[Start of Attachment]

PR #1428, opened 2023-10-19
Added ViewRotation block comparison mode to nuker (Nexgen)

Ell1ott:
The ViewRotation will choose the block that need's the least rotation from the Camera's rotation. This makes it possible to "lead" the nuker to the blocks you want to destroy.

I too renamed Crosshair mode to PlayerRotation to make it more clear.


Ell1ott:
Thanks!

CzechHek:
These names...

It's SERVER_ROTATION and CLIENT_ROTATION (difference).

Ell1ott:
Oh yeah, you are probably right. renamed them: #1429.

PR #1430, opened 2023-10-19
[LEGACY] Inventory rework fixes and improvements

CzechHek:
Fixed ArmorComparator incorrectly marking equipped armor as better in some cases. (reported by @guosic)

Fixed Armorer equipping armor from chests even when hotbar equipping was disabled, simplified code.

Cleaner:
* added MaxThrowableStacks
* now preferably sorts strictly the best items into hotbar
* now keeps max 1 bucket of each type

Stealer:
* max stacks limit now checks, if the item that should be stolen won't merge with stacks in inventory, if so, it ignores stack limits, previously it wouldn't take it (reported by @guosic)

Added InventoryUtils.countSpaceInInventory()


CzechHek:
Also renamed Armorer's OnlyWhenNoScreen to NotInContainers.

PR #5054, opened 2024-12-26
fix(sequences): Sequences still running after disable

### LINKED ISSUE #5053: [BUG] Waiting sequences handled badly when module is disabled
### LiquidBounce Branch

Nextgen

0.22.0

### Operating System

Windows 10

### Minecraft Version

1.21.1

### Describe the bug

When a `tickHandler` sequence is waiting using waitTicks and then the module is disabled, the sequence and waiting is paused.
When the module is re-enabled, the waiting continues and lets the sequence run to completion, but allows a new instance of the tickHandler sequence to start before the existing one is finished.
This means two tickHandler sequences can be running at once, which breaks modules in many ways.
Normally, sequences will not run again if an existing one is still running to prevent these unpredictable issues.

### Steps to reproduce

Example repro
```
    private val tickHandler = tickHandler {
        waitTicks(50)
        chat("Took $tickis ticks")
    }
    var tickis = 0

    override fun enable() {
        tickis = 0

        chat("Playerticks enable ${tickis}")

    }

    private val tickHandleries = tickHandler {
        tickis++

    }
```

### Client Log

```shell
-
```

### Screenshots

_No response_

sokripon:
This PR fixes that when having a tickHandler that is waiting in a module, and the module it toggled off and on again, that the sequence is still running and only stops when finished, while the new sequence is also running.
fixes #5053 

This may require some testing to be sure it does not have any side effects.

### DIFF
--- a/src/main/kotlin/net/ccbluex/liquidbounce/event/EventListener.kt
+++ b/src/main/kotlin/net/ccbluex/liquidbounce/event/EventListener.kt
@@ -66,21 +66,6 @@ interface EventListener {
         }
     }
 
-    /**
-     * Cancels all sequences associated with this event listener.
-     * This is called when a module is disabled to ensure no sequences continue running.
-     */
-    fun cancelAllSequences() {
-        SequenceManager.sequences.removeAll { sequence ->
-            if (sequence.owner == this) {
-                sequence.cancel()
-                true
-            } else {
-                false
-            }
-        }
-    }
-
 }
 
 inline fun <reified T : Event> EventListener.handler(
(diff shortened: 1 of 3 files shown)


src/main/kotlin/net/ccbluex/liquidbounce/event/EventListener.kt
```diff
@@ -66,6 +66,21 @@ interface EventListener {
...
+    fun cancelAllSequences() {
+        SequenceManager.sequences.removeAll { sequence ->
+            if (sequence.owner == this) {
+                sequence.cancel()
+                true
+            } else {
+                false
+            }
+        }
+    }
```
superblaubeere27: This is a feature of the sequence manager, but it is implemented in EventListener.

It should be implemented in Manager

sokripon: I addressed this in https://github.com/CCBlueX/LiquidBounce/pull/5054/commits/69d5b0feb55e0e492557ea16b0c030795670a1c2

PR #5057, opened 2024-12-26
refactor(legacy): more async operations in cape API

MukjepScarlet:


EclipsesDev:
seems to be working 
image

[End of Attachment]

- TO DO: All lines in the listing above that contain "main" should be shown.

- SOLUTION BELOW:
--- a/src/main/kotlin/net/ccbluex/liquidbounce/event/EventListener.kt
+++ b/src/main/kotlin/net/ccbluex/liquidbounce/event/EventListener.kt
src/main/kotlin/net/ccbluex/liquidbounce/event/EventListener.kt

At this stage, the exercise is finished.